What does it say on the shank of the blade?
Usually there were OEM manufacturers that would make blades for different barber supply companies,m it is possible that this is one such razor.
But if the tang says different than the box, then that might make identification easier.


----------



## DWSmith (Jun 16, 2011)

All I can see is Sheffield Eng. Under a magnifying glass the edge almost looks serrated.


----------



## mainaman (Jun 16, 2011)

in this case it is hard to say anything about manufacturer.
I am sure it is OEM for the cutlery company though.


----------



## SpikeC (Jun 16, 2011)

The BoardSMITH said:


> All I can see is Sheffield Eng. Under a magnifying glass the edge almost looks serrated.


 
It's probably for shaving tomatoes then...........................


----------



## heirkb (Jun 17, 2011)

Post some pictures, David.

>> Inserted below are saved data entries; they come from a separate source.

PR #15159, opened 2020-12-16
[comms] fixes debug build configuration

mathisloge:
**Describe the pull request**

- What does your PR fix? 
i've discoverd that the debug build configuration is broken as soon as one is including the project.
this PR moves the cmake files from lib / debug/lib to share. the root cause was that the target config cmake file had INTERFACE_INCLUDE_DIRECTORIES  set to debug/include/{port}

- Which triplets are supported/not supported? Have you updated the CI baseline? uwp /yes

- Does your PR follow the [maintainer guide](https://github.com/microsoft/vcpkg/blob/master/docs/maintainers/maintainer-guide.md)?yes


vicroms:
Please update the port version of all updated ports.

ports/comms-ublox/vcpkg.json
```diff
@@ -1,6 +1,7 @@
 {
   "name": "comms-ublox",
   "version-string": "0.20.0",
+  "port-version": 2,
```
vicroms, line 4:
```suggestion
  "port-version": 1,
```

Port versions start at 0 (omitting `"port-versions"` defaults to 0) so this is technically port version 1.
Same for the other ports.

ports/comms/vcpkg.json
```diff
@@ -1,6 +1,7 @@
 {
   "name": "comms",
   "version-string": "3.1.3",
+  "port-version": 2,
```
vicroms, line 4:
```suggestion
  "port-version": 1,
```

ports/commsdsl/vcpkg.json
```diff
@@ -1,6 +1,7 @@
 {
   "name": "commsdsl",
   "version-string": "3.6.0",
+  "port-version": 2,
```
vicroms, line 4:
```suggestion
  "port-version": 1,
```

vicroms (changes requested):

ports/comms-ublox/vcpkg.json
mathisloge: oh. didn't notice. thanks for the hint.

ports/comms/portfile.cmake
```diff
@@ -16,9 +16,10 @@ vcpkg_configure_cmake(
         -DCC_NO_UNIT_TESTS=ON
 )
 vcpkg_install_cmake()
-
-file(REMOVE_RECURSE "${CURRENT_PACKAGES_DIR}/debug/include")
-file(REMOVE_RECURSE "${CURRENT_PACKAGES_DIR}/debug/share")
+vcpkg_fixup_cmake_targets(CONFIG_PATH lib/LibComms/cmake TARGET_PATH share/LibComms)
```
vicroms, line 19: I noticed that the vcpkg heuristics detect some extra targets that will cause link errors.

```
The package comms:x86-windows provides CMake targets:

    find_package(LibComms CONFIG REQUIRED)
    # Note: 1 target(s) were omitted.
    target_link_libraries(main PRIVATE comms cc::comms "cc_cxxtest" cc::comms_champion)
```

For me only target `cc::comms` actually works. 
So I would recommend adding a `usage` file to output the correct message.

mathisloge: Okay. Will add that tomorrow. The cc::comms_champion is currently disabled since the whole part might be separated from the core library. It just enables plugin bindings for the gui to test the protocols directly. But that is a feature which needs some work after the separation. If the separation will not take place, I'll need to make some patches to get qt correctly linked.

mathisloge: added usage file

ports/comms/usage
```diff
@@ -0,0 +1,4 @@
+The package comms provides CMake targets:
+
+    find_package(LibComms CONFIG REQUIRED)
+    target_link_libraries(main PRIVATE cc::comms)
```
JackBoosY, line 4: Can you please add an empty line below?

JackBoosY (changes requested):

ports/comms/usage
mathisloge: done.

JackBoosY (approved):

JackBoosY:
LGTM.

vicroms (approved):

I think we'd have to see how it looks to see if it's restorable.


----------



## DWSmith (Jun 17, 2011)

I tried to post a photo but wasn't able to for some reason. I will try in my vendor section.


----------



## Dave Martell (Jun 17, 2011)

The BoardSMITH said:


> I tried to post a photo but wasn't able to for some reason. I will try in my vendor section.


 

David,
Try it again now, I just made a change to the permissions.


----------



## Eamon Burke (Jun 17, 2011)

Serrated Straight razor?!

[video=youtube;piVnArp9ZE0]http://www.youtube.com/watch?v=piVnArp9ZE0&feature=related[/video]


----------